EOQ / (Q,r) policy:
Suppose you are playing the Littlefield Game and you forecast that the daily demand rate stabilizes after day 120 at a mean value of 11 units per day with a standard deviation of 3.5 units per day. Each customer demand unit consists of (is made from) 60 kits of material. The cost per kit is 10$ and so the unit cost is 600 $/unit. The effective annual interest rate for carrying inventory is 10%; and the company operates for 350 working days each year. The fixed order cost is 1000 $/order. The lead time for delivery of kit replenishment orders placed with the supplier is 4 days. Item inventory replenishment is automatically controlled using a computer program that follows a (Q,r) policy. [Caveat note: The data above may or may not correspond to the data in your actual Littlefield game play.]

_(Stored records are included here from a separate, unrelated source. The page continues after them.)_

PR #94, opened 2023-03-24
Support reordering of output features in feature view

jiangxin369:

Support reordering of output features in feature view. The order of output fields would follow these principles:
* If `keep_source_fields` is not set, select all derived fields in the order that the user assigned.
* If `keep_source_fields` is set, select all source fields that are not overridden first, then select derived fields.

## Brief change log

  - Replace the current reordering logic with the above principles.

  - The public API: (no)

## Documentation

### DIFF
--- a/python/feathub/feature_views/feature_view.py
+++ b/python/feathub/feature_views/feature_view.py
@@ -121,10 +121,14 @@ class FeatureView(TableDescriptor, ABC):
         """
         Returns the names of fields of this table descriptor. This method should be
         called after the FeatureView is resolved, otherwise exception will be raised.
-        The output fields include:
-        - All fields in the source_fields if keep_source_fields is True.
-        - The timestamp field if it is not None.
-        - All features and features' keys.
+        The output fields and orders follows the below principle:
+
+        - If keep_source_fields is True, outputs all source fields that are not
+          overwritten by features in the order that they appear in the source fields.
+        - If keep_source_fields is False, outputs the timestamp field and features'
+          keys that are not overwritten by features in the order that they appear in the
+          source fields.
+        - Outputs all features in the order specified by users.
 
         :param source_fields: The names of fields of the source table.
         :return: The names of fields of this table descriptor.
@@ -133,25 +137,21 @@ class FeatureView(TableDescriptor, ABC):
             raise FeathubException(
                 "Build this feature view before getting output fields."
             )
-        output_fields = []
+
+        feature_fields = [feature.name for feature in self.get_resolved_features()]
         if self.keep_source_fields:
-            output_fields.extend(source_fields)
-        elif self.timestamp_field is not None:
-            output_fields.append(self.timestamp_field)
-
-        for feature in self.get_resolved_features():
-            if feature.keys is not None:
-                output_fields.extend(feature.keys)
-            output_fields.append(feature.name)
-
-        # Order output fields similar to their order in the source table.
-        reordered_output_fields = []
-        for field in source_fields:
-            if field in output_fields:
-                reordered_output_fields.append(field)
-        reordered_output_fields.extend(output_fields)
-
-        return list(OrderedDict.fromkeys(reordered_output_fields))
+            extra_fields = list(set(source_fields) - set(feature_fields))
+        else:
+            timestamp_and_keys = (
+                [self.timestamp_field] if self.timestamp_field is not None else []
+            )
+            for feature in self.get_resolved_features():
+                if feature.keys is not None:
+                    timestamp_and_keys.extend(feature.keys)
+            extra_fields = list(set(timestamp_and_keys) - set(feature_fields))
+        # Order extra fields in the same order as their position in source.
+        extra_fields = [f for f in source_fields if f in extra_fields]
+        return extra_fields + feature_fields
 
     def get_output_features(self) -> List[Feature]:
         if self.is_unresolved():
--- a/python/feathub/feature_views/sliding_feature_view.py
+++ b/python/feathub/feature_views/sliding_feature_view.py
@@ -11,7 +11,7 @@
 #  WITHOUT WARRANTIES OR CONDITIONS OF ANY KIND, either express or implied.
 #  See the License for the specific language governing permissions and
 #  limitations under the License.
-from typing import Dict, Union, Sequence, Set, Any, Optional
+from typing import Dict, Union, Sequence, Set, Any, Optional, List, OrderedDict
 
 from feathub.common import types
 from feathub.common.config import BaseConfig, ConfigDef
@@ -192,6 +192,24 @@ class SlidingFeatureView(FeatureView):
             transform=WINDOW_TIME_EXPR,
         )
         return window_time_feature
+
+    def get_output_fields(self, source_fields: List[str]) -> List[str]:
+        if self.is_unresolved():
+            raise FeathubException(
+                "Build this feature view before getting output fields."
+            )
+
+        key_fields = [
+            key
+            for feature in self.get_resolved_features()
+            if feature.keys is not None
+            for key in feature.keys
+        ]
+        output_fields = [f for f in source_fields if f in key_fields]
+        output_fields.append(self.timestamp_field)
+        output_fields.extend([feature.name for feature in self.get_resolved_features()])
+
+        return list(OrderedDict.fromkeys(output_fields))
 
     def build(
         self, registry: Registry, props: Optional[Dict] = None
--- a/python/feathub/feature_views/tests/test_feature_view.py
+++ b/python/feathub/feature_views/tests/test_feature_view.py
@@ -15,7 +15,7 @@
 import unittest
 
 from feathub.common.exceptions import FeathubException
-from feathub.common.types import Int64
+from feathub.common.types import Int64, String
 from feathub.feature_tables.sources.datagen_source import DataGenSource
 from feathub.feature_tables.sources.file_system_source import FileSystemSource
 from feathub.feature_views.feature import Feature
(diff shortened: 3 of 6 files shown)


python/feathub/feature_views/feature_view.py
```diff
@@ -133,25 +133,28 @@ def get_output_fields(self, source_fields: List[str]) -> List[str]:
...
             )
-        output_fields = []
+
+        derived_fields = [feature.name for feature in self.get_resolved_features()]
+        key_fields = [
+            key
+            for feature in self.get_resolved_features()
+            if feature.keys
+            for key in feature.keys
+        ]
```
yunfengzhou-hub, line 143: If there are multiple features, `key_fields` might contain duplicate entries.

Besides, given that derived feature view can have features with different keys, it might be unnecessary to consider key fields when ordering fields.

python/feathub/feature_views/feature_view.py
```diff
@@ -133,25 +133,28 @@ def get_output_fields(self, source_fields: List[str]) -> List[str]:
             raise FeathubException(
                 "Build this feature view before getting output fields."
             )
-        output_fields = []
+
+        derived_fields = [feature.name for feature in self.get_resolved_features()]
```
yunfengzhou-hub, line 137: How about moving this part of logic to `DerivedFeatureView`? `derived_fields` only exists in `DerivedFeatureView` and different views can have different ordering strategies.

python/feathub/feature_views/tests/test_derived_feature_view.py
```diff
@@ -52,6 +52,7 @@ def test_derived_feature_view_filter_expr(self):
         expected_result_df = expected_result_df.sort_values(by=["time"]).reset_index(
             drop=True
         )
+        expected_result_df = expected_result_df[result_df.columns]
```
yunfengzhou-hub, line 55: We may not need to reorder the fields of `expected_result_df` according to the previous comments. And if we have to reorder the fields, it might be better to modify the initialization of `expected_result_df` directly.

yunfengzhou-hub (commented):

python/feathub/feature_views/tests/test_feature_view.py
```diff
@@ -191,3 +192,47 @@ def test_duplicate_feature_names_throw_exception(self):
...
+
+        built_feature_view_1 = feature_view_1.build(self.registry)
+
+        if isinstance(built_feature_view_1, FeatureView):
+            self.assertEqual(
+                ["id", "val2", "val3", "val1"],
+                built_feature_view_1.get_output_fields(field_names),
+            )
+        else:
+            raise Exception("FeatureView is expected.")
```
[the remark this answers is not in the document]
jiangxin369: The Exception is to ensure that the test would fail if `built_feature_view_1` is not as expected. Adding the `if instanceOf...else...` is to avoid mypy check.

python/feathub/feature_views/feature_view.py
jiangxin369: The following `OrderedDict.fromkeys()` would handle the duplicate entries.

python/feathub/feature_views/feature_view.py
jiangxin369: It is called derived_fields but not only used in `DerivedFeatureView`, I renamed it with `feature_fields`.

python/feathub/feature_views/tests/test_feature_view.py
```diff
@@ -191,3 +192,47 @@ def test_duplicate_feature_names_throw_exception(self):
                 keep_source_fields=True,
             )
         self.assertIn("contains duplicated feature name", ctx.exception.args[0])
+
+    def test_get_output_fields(self):
+        field_names = ["id", "val1", "val2", "val3"]
+        source = DataGenSource(
+            name="source_1",
+            schema=Schema(field_names, [Int64, Int64, Int64, Int64]),
+            timestamp_field="lpep_dropoff_datetime",
```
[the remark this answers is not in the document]
jiangxin369: Yes, I created https://github.com/alibaba/feathub/issues/103.

python/feathub/feature_views/tests/test_derived_feature_view.py
jiangxin369: The `expected_result_df` is usually a copy of the input data, we don't initialize it. And we already have tests to ensure the order of feature view is correct, so we don't have to construct the `expected_result_df` with field names explicitly. If you're worrying about the risk of the different numbers of columns, I can check the number of columns before adjusting the order of columns. How do you think？

python/feathub/feature_views/feature_view.py
```diff
@@ -133,25 +133,35 @@ def get_output_fields(self, source_fields: List[str]) -> List[str]:
...
+                key
+                for feature in self.get_resolved_features()
+                if feature.keys is not None
+                for key in feature.keys
+            ]
+            reserved_fields.extend(key_fields)
+            reserved_fields_not_in_features = [
+                f
+                for f in source_fields
+                if f in reserved_fields and f not in feature_fields
```
yunfengzhou-hub, line 159: It is supposed that all timestamp or key fields are source fields. Thus how about writing it this way?
```python
[f for f in reserved_fields if f not in feature_fields]
```

python/feathub/feature_views/sliding_feature_view.py
```diff
@@ -193,6 +193,24 @@ def _get_window_time_feature(
...
+                "Build this feature view before getting output fields."
+            )
+
+        key_fields = [
+            key
+            for feature in self.get_resolved_features()
+            if feature.keys is not None
+            for key in feature.keys
+        ]
+        output_fields = [f for f in source_fields if f in key_fields]
```
yunfengzhou-hub, line 208: Same as above.

python/feathub/feature_views/tests/test_feature_view.py
```diff
@@ -201,3 +202,80 @@ def test_duplicate_feature_names_throw_exception(self):
...
+        )
+
+        feature_view_1 = DerivedFeatureView(
+            name="feature_view_1",
+            source=source,
+            features=["time", feature_1, feature_2],
+            keep_source_fields=True,
+        )
+
+        built_feature_view_1 = feature_view_1.build(self.registry)
```
yunfengzhou-hub, line 231: In `test_kafka_source_sink.py` there is a following code snippet:
```python
            flink_table_descriptor: NativeFlinkTableDescriptor = (
                from_descriptor.call_args[0][0]
            )
```

Similarly, we may also write the code here this way
```python
built_feature_view_1: FeatureView = feature_view_1.build(self.registry)
```

and remove the `raise Exception("FeatureView is expected.")` below.

yunfengzhou-hub (commented):
Thanks for the update. Left some minor comments as below.

python/feathub/feature_views/feature_view.py
jiangxin369: Traversing in `source_fields` is to make the order of timestamp or key fields the same as those in `source_fields`.

python/feathub/feature_views/tests/test_feature_view.py
jiangxin369: Note that the `if... else raise Exception` code block is to avoid `mypy` type check failure, seems the above code snippet doesn't solve the problem. I found that `mypy` can skip checking some lines if users make sure that the lines are correct by adding a note like `# type: ignore`. Do you think it is enough for a test?

yunfengzhou-hub: Thanks for the update. This solution is also acceptable to me.

yunfengzhou-hub:

python/feathub/feature_views/feature_view.py
```diff
@@ -133,25 +133,35 @@ def get_output_fields(self, source_fields: List[str]) -> List[str]:
             raise FeathubException(
                 "Build this feature view before getting output fields."
             )
-        output_fields = []
+
+        feature_fields = [feature.name for feature in self.get_resolved_features()]
```
lindong28, line 137: Can you update the Python doc to explicitly describe the order of fields emitted by the FeatureView?

And should we put features explicitly specified by users before features that are implicitly included (e.g. keys, timestsamp)? This approach allows users to easily determine the positions of features that are explicitly specified.

lindong28 (commented):
Thanks for the PR. Left one comment below.

python/feathub/feature_views/feature_view.py
jiangxin369: I updated the Python doc.

I thought about putting features before reserved fields, but users are more accustomed to having the key fields before others. And users do not access fields by positions, right? If users really need a specific position, they can add a DerivedFeatureView to select all fields in their order.

lindong28: Position of fields matters here because otherwise we won't need this PR.

The concern with putting keys before user-specified features is that users won't have full control of the order of fields emitted by the FeatureView.

Using an extra DerivedFeatureView is more complicated than using the existing FeatureView to get the expected orders.

jiangxin369: According to the offline discussion, we agree that the order of keys and features doesn't matter currently. But the docs need to be clear.

I've updated the Python doc again, please have a check.

python/feathub/feature_views/feature_view.py
```diff
@@ -133,25 +137,35 @@ def get_output_fields(self, source_fields: List[str]) -> List[str]:
...
```
lindong28, line 141: Would the following code be shorter and a bit more readable?

```
feature_fields = [feature.name for feature in self.get_resolved_features()]
if self.keep_source_fields:
    extra_fields = list(set(source_fields) - set(feature_fields))
else:
    timestamp_and_keys = []
    for feature in self.get_resolved_features():
        if feature.keys is not None:
            timestamp_and_keys.extend(feature.keys)
    if self.timestamp_field is not None:
        timestamp_and_keys.append(self.timestamp_field)
    extra_fields = list(set(timestamp_and_keys) - set(feature_fields))
# Order extra fields in the same order as their position in source.
extra_fields = [
    f for f in source_fields if f in extra_fields
]
return extra_fields + feature_fields
```

jiangxin369: Yes, it's simpler. But the `set` doesn't keep order, but we want the `extra_fields` in the order as they appear in the source fields.

lindong28: Would the following code snippet ensure that the extra_fields have the same order as `source_fields`?

```
# Order extra fields in the same order as their position in source.
extra_fields = [
    f for f in source_fields if f in extra_fields
]
```

jiangxin369: Yes, you're right, I lost it.

lindong28 (commented):
Thanks for the update. LGTM.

A) Calculate a good value for the order quantity Q and a good Power-of-Two reorder interval in days corresponding to your Q (clearly show the approach you used to pick your Power-of-two reorder interval). By what percentage does the power-of-two reorder interval increase relevant annual fixed order and inventory cycle-stock holding costs, relative to the optimal [economic] reorder interval?
B) Calculate a good reorder point, r, corresponding to a target in-stock service level probability or critical ratio of 90%. How much cost does the demand uncertainty add to your relevant annual inventory cost (due to the safety stock)? Why is it worth adding these costs?
C) Ceteris paribus (all else remaining equal), how much does your relevant annual cost increase if you doubled your order quantity? Ceteris paribus, how much does your relevant annual cost increase if you doubled your reorder point?